Attachment selected tf.cfx added
Attachment selected tf.jpg added
Attachment Strategy 358105 USDJPY11.sqx added
Attachment Strategy 358105 USDJPY1.sqx added
This is an established strategy, running demo and forward test, regular optimization works fine/as expected on 1 min tick sim and down, on both jforex and mt4 engine, but selected tf doesnt work with jforex engine.
I am more convinced of a compatibility issue between selected tf and the jforex engine. They don't seem to play nice together. :)
Pic = identical optimization runs, changing only 1 min tick sim vs selected tf
Build 130.457 dev 3
For Robustness testing or Build, only 1 min tick sim data or better should be used with the jForex Engine.

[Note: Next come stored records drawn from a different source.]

PR #3356, opened 2015-09-02
cuDNN v3 support for gpuarray

abergeron:


abergeron:
Could someone look at this?

abergeron:
This is currently broken due to the explicit context activation requirement.  I have code that fixes this, but I also need #3364 to test it properly.

abergeron:
Now it is unbroken and ready for cudnn v3 final release.

abergeron:
I did the required rebase.

theano/sandbox/gpuarray/dnn.py
```diff
@@ -1783,6 +1395,22 @@ def local_softmax_dnn(node):
         return [out]
```
lamblin: Should that one check for the version, because of the bug when taking softmax on (1, 1) images?

theano/sandbox/gpuarray/dnn.py
```diff
@@ -1783,6 +1395,22 @@ def local_softmax_dnn(node):
...
+    if (isinstance(node.op, GpuElemwise) and
+            isinstance(node.op.scalar_op, Log) and
+            node.inputs[0].owner and
+            isinstance(node.inputs[0].owner.op, GpuDnnSoftmax) and
+            len(node.inputs[0].clients) == 1):
+        softmax_node = node.inputs[0].owner
+        new_softmax = GpuDnnSoftmax(None, 'log', softmax_node.op.mode)
+        return [new_softmax(softmax_node.inputs[0])]
+
+
```
lamblin: Maybe this one as well, not sure. At least there should be tests.

theano/sandbox/gpuarray/tests/test_dnn.py
```diff
@@ -706,7 +692,7 @@ class test_SoftMax(test_nnet.test_SoftMax):
     mode = mode_with_gpu
 
     def test_softmax_shape_0(self):
-        raise SkipTest("Cudnn do not suport 0 shapes")
+        raise SkipTest("Cudnn doesn't suport 0 shapes")
```
lamblin: "support"

lamblin:
I've done a quick overview just to understand what is in there.
Do the unit tests run on the new back-end? without cudnn? with cudnn v2? v3?

theano/sandbox/gpuarray/dnn.py
```diff
@@ -288,105 +240,56 @@ def __init__(self, border_mode, subsample=(1, 1), conv_mode='conv'):
...
-            bmode = 2
+            pad0 = str(self.border_mode[0])
+            pad1 = str(self.border_mode[1])
+            if len(self.border_mode) > 2:
+                pad2 = str(self.border_mode[2])
+            bmode = '2'
+        elif self.border_mode == "valid":
+            bmode = 1
+        elif self.border_mode == "full":
+            bmode = 0
```
lamblin: What's the semantics of `bmode`, and should it be a string everywhere?

theano/sandbox/gpuarray/dnn.py
```diff
@@ -288,105 +240,56 @@ def __init__(self, border_mode, subsample=(1, 1), conv_mode='conv'):
...
-           pad_h_spec=pad_h_spec, pad_w_spec=pad_w_spec)
+        return [('NB_DIMS', str(len(self.subsample))),
+                ('BORDER_MODE', bmode),
+                ('PAD_0', pad0), ('PAD_1', pad1), ('PAD_2', pad2),
+                ('CONV_MODE', conv_flag),
+                ('SUB_0', sub0), ('SUB_1', sub1), ('SUB_2', sub2)]
 
     def c_code_cache_version(self):
-        return (1, version())
+        return (super(GpuDnnConvDesc, self).c_code_cache_version(), version())
```
lamblin: Should we have a number identifying the current version of C code for this Op? Something that would be obvious we should bump when changing it?

theano/sandbox/gpuarray/conv_desc.c
```diff
@@ -0,0 +1,34 @@
+#section support_code_apply
+
+int conv_desc(PyArrayObject *filt_shp,
+              cudnnConvolutionDescriptor_t *desc) {
```
lamblin: I'm confused. Is that function part of the support code for this apply node, or is it the actual function that will perform the thunk?

theano/sandbox/gpuarray/conv_desc.c
```diff
@@ -0,0 +1,34 @@
...
+  pad[1] = *(npy_int64 *)PyArray_GETPTR1(filt_shp, 3) - 1;
+#if NB_DIMS > 2
+  pad[2] = *(npy_int64 *)PyArray_GETPTR1(filt_shp, 4) - 1;
+#endif
+#endif
+
+  if (PyArray_DIM(filt_shp, 0) - 2 != NB_DIMS) {
+    PyErr_Format(PyExc_ValueError, "Filter shape has too many dimensions: "
+                 "expected %d, got %lld.", NB_DIMS,
+                 (long long)PyArray_DIM(filt_shp, 0));
```
lamblin: Should there be a call to `FAIL` when there is an error? I'm not sure when reading http://deeplearning.net/software/theano/tutorial/extending_theano_c.html, the examples do not use it, but the text mentions it.

theano/sandbox/gpuarray/cudnn_helper.h
```diff
@@ -4,193 +4,110 @@
 #include <cudnn.h>
 
 #ifndef CUDNN_VERSION
```
lamblin: Actually, should that file be shared by `cuda` and `gpuarray` back-ends?

theano/sandbox/gpuarray/dnn.py
abergeron: No that was only in v3 rc.  Since we only support final versions that is ok.

theano/sandbox/gpuarray/conv_desc.c
abergeron: It part of the support code, but is called by the c_code to perform the computation.

theano/sandbox/gpuarray/conv_desc.c
abergeron: FAIL only works in the init_code_struct, code and code_cleanup sections.  This is not one of those.

Also I do pass a function name to __init__ which places me under these conditions: http://deeplearning.net/software/theano/tutorial/extending_theano_c.html#main-function

theano/sandbox/gpuarray/cudnn_helper.h
abergeron: Probably, but the cuda backend contains lots of cudnnv1-compatible code that I removed from here.  I could do a cleanup of it too, but I decided against it.

theano/sandbox/gpuarray/dnn.py
abergeron: Yes it should be a string, and the semantics are the same as when it was an int, meaning it's defined in the code.

theano/sandbox/gpuarray/dnn.py
abergeron: Yes and COp takes care of that.  But it also implements c_code_cache_version_apply() which overrides this one and thus does not take into account the library version.

I'll have to fix that.

abergeron: Err, sorry I spoke too fast.  COp does implement c_code_cache_version() properly and since we reuse it here this will reflect any change we make to the code.

theano/sandbox/gpuarray/dnn.py
abergeron: I was certain I added tests for that, but apparently I didn't.

I'll copy the tests from the old backend.

abergeron:
I should've addressed all comments.

theano/sandbox/gpuarray/conv_desc.c
lamblin: So when you pass a function name to `__init__`, it automatically generates a `code` section that will call that function, and call `FAIL` if it does not return 0, is that right?

theano/sandbox/gpuarray/cudnn_helper.h
lamblin: OK.

theano/sandbox/gpuarray/dnn.py
lamblin: OK. I thought for a moment that there was still a `c_code` function somewhere that used `conv_desc` and that could change. But it is just using the one in the parent class, right?
But what if `get_op_params()` change? How would the cache be invalidated?

lamblin:
I'm not done yet, actually. I was just trying to understand what happened to the C code of GpuDnnConvDesc.

theano/sandbox/gpuarray/dnn.py
lamblin: In which code, where?

theano/sandbox/gpuarray/dnn.py
lamblin: OK.

abergeron:
Ok, then I should've addressed all comments to date (plus a few issues I spotted myself while doing so).

theano/sandbox/gpuarray/dnn_pool_grad.c
```diff
@@ -0,0 +1,114 @@
...
+
+#section init_code_struct
+
+APPLY_SPECIFIC(input) = NULL;
+APPLY_SPECIFIC(input_grad) = NULL;
+APPLY_SPECIFIC(output) = NULL;
+APPLY_SPECIFIC(output_grad) = NULL;
+
+{
+  cudnnStatus_t err;
```
lamblin: This one was APPLY_SPECIFIC before, is there a reason for that?

theano/sandbox/gpuarray/dnn_pool_grad.c
```diff
@@ -0,0 +1,114 @@
...
+  if ((err = cudnnCreateTensorDescriptor(&APPLY_SPECIFIC(input))) != CUDNN_STATUS_SUCCESS) {
+    PyErr_Format(PyExc_MemoryError,
+                 "could not allocate tensor descriptor (input): %s",
```
lamblin: Should those error messages include the name of the current Op/operation? They used to include "GpuDnnPoolGrad".

lamblin:
OK, thanks. Review still in progress.

theano/sandbox/gpuarray/dnn_pool.c
```diff
@@ -0,0 +1,93 @@
...
+  if (theano_prep_output(out, ndims+2, dims, img->ga.typecode,
+                         GA_C_ORDER, c) != 0)
+    return 1;
+
+  if (c_set_tensorNd(*out, APPLY_SPECIFIC(output)) != 0)
+    return 1;
+
+  {
+    const float alpha = 1;
+    const float beta = 0;
```
lamblin: Should be double if data is float64.

theano/sandbox/gpuarray/dnn_pool_grad.c
```diff
@@ -0,0 +1,114 @@
...
+  cudnnStatus_t err;
+  PyGpuContextObject *c = pygpu_default_context();
+
+  if (!GpuArray_IS_C_CONTIGUOUS(&inp->ga)) {
+    PyErr_SetString(PyExc_ValueError, "Only contiguous inputs are supported.");
+    return 1;
+  }
+
+  if (!GpuArray_IS_C_CONTIGUOUS(&out_grad->ga)) {
+    PyErr_SetString(PyExc_ValueError, "Only contiguous input gradients are supported.");
```
lamblin: "output gradients" instead?

lamblin:
If tests pass on cudnn v2, v3, and Travis, I'm OK to merge.

abergeron:
Tests passed on v2 and v3.  Travis had a flake8 problem which I just fixed.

For anyone that needs a workaround until build 131: build and develop with the mt4 engine with realistic gaps turned on, then add an extra step to compare the results of the MT4 Engine with the Jforex Engine on 1min tick sim data or better. In general, they match up pretty good (90% of the time). Then (obviously) double check the behavior/mechanics on the jForex platform itself in a backtest - they match up about 60/70% of the time with the SQX/jForex Engine results (when they don't it is usually down to a building block that has yet to be translated across - there are lots, so this is understandable - just turn them off in the build when you discover one).
Caveats and workarounds aside, it works well enough in its present state for me to use the results in live forward tests.
Status changed from In progress to Fixed
We summed up a few things we found when solving these bugs. There are some differences in JForex engine that are not so easy to solve, but they are possible to be overcomed.